Biofuels offer a unique opportunity for the developing world. Almost 80 percent of the remaining land that has cultivation potential resides in South America and Africa, according to research supported by the United Nations.
However, without a standard method for determining the impact of biofuels on the environment, international bodies like the U.N. will tread carefully when discussing the role of bioenergy in mitigating the effects of climate change, despite the potential economic benefits for the developing world.
The future of bioenergy from algae and bioengineered feedstocks is an exciting and promising opportunity for life science to take a larger role in sustaining our energy needs.
In the meantime, much of the focus remains on first and second generation biofuels made from corn, sugarcane and cellulosic feedstocks. These are a controversial renewable energy source due to the various estimates regarding the impacts of indirect land-use change on the environment.
In 2008, Searchinger et al. caused a stir in the debate over corn ethanol by publishing a study that indicated the feedstock doubled CO2 emissions over a 30-year period when compared to fossil fuels.
In the same issue of the journal Science, Fargione et al. defined the carbon debt for a number of feedstocks, where carbon debt is the amount of time the feedstock takes to produce less CO2 than the fossil fuels they are replacing. In the study, corn ethanol had a carbon debt of a staggering 93 years. Combined, these stories pushed the issue of indirect land-use change to the forefront of the debate on biofuels and climate change.
Earlier this year, Liska & Perin debunked the Searchinger study by highlighting the sensitivity of its conclusions along with omitted benefits including emission reductions due to estimated livestock reduction, which would offset half of the additional emissions from corn ethanol.
In August of this year, Sandia Laboratories released a paper showing that the United States could produce 90 billion gallons of ethanol per year by 2030, or 50 percent more than the current target. Corn ethanol was not the bulk of the supply but did account for more than 15 percent of the total.
Meanwhile, contributors to the Gigaton Throwdown (an initiative to scale up clean energy) chose not to consider corn ethanol as a biofuel feedstock precisely because of the indirect land-use change controversy.
As some reputable researchers want to include corn ethanol in the biofuel mix, others are avoiding the topic until a body defines clear standards related to indirect land-use change. Last week, the Council on Sustainable Biomass Production (CSBP) released a draft standard for bioenergy, which includes indirect land-use change.

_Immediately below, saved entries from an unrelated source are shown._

PR #7022, opened 2026-03-16
Add Project domain model for filesystem abstraction

ryancbahan:

The CLI currently discovers filesystem state (config files, extensions, webs, dotenv, hidden config, dependencies) across many scattered code paths — the loader, app-context, link service, and individual commands all independently scan the filesystem. This makes it hard to reason about what files the system knows about, leads to redundant disk reads, and tightly couples Shopify domain logic to OS/filesystem concerns (the latter of which is the highest concern as we start to consider isomorphic CLI operations.)

Introducing a `Project` model separates these concerns. Project is a pure filesystem abstraction — it discovers what's on disk and provides access to it. It doesn't interpret configs as modules, select which config is active, or know about the Shopify platform. This separation is a foundation for making the CLI codebase more isomorphic by abstracting away OS/filesystem operations behind a clean interface.

Adds three new modules under `models/project/`:

- **`Project`** — discovers and holds all filesystem state for a Shopify app project. Finds the project root by walking up from the working directory, discovers all `shopify.app*.toml` files (supporting multi-config projects), extension TOMLs, web TOMLs, dotenv files, hidden config (`.shopify/project.json`), and package metadata. Single scan, no duplicate reads.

Until an agreed upon standard for indirect land-use change exists, such as the one proposed by the CSBP, the effects of biofuels on climate change will remain controversial. Proponents of first generation biofuels will continue to understate the indirect land-use change problem by highlighting the economic benefit to developing nations, the exclusive use of land that is non-forest and marginal, and the potential increase in energy security by diversifying transportation fuel away from oil.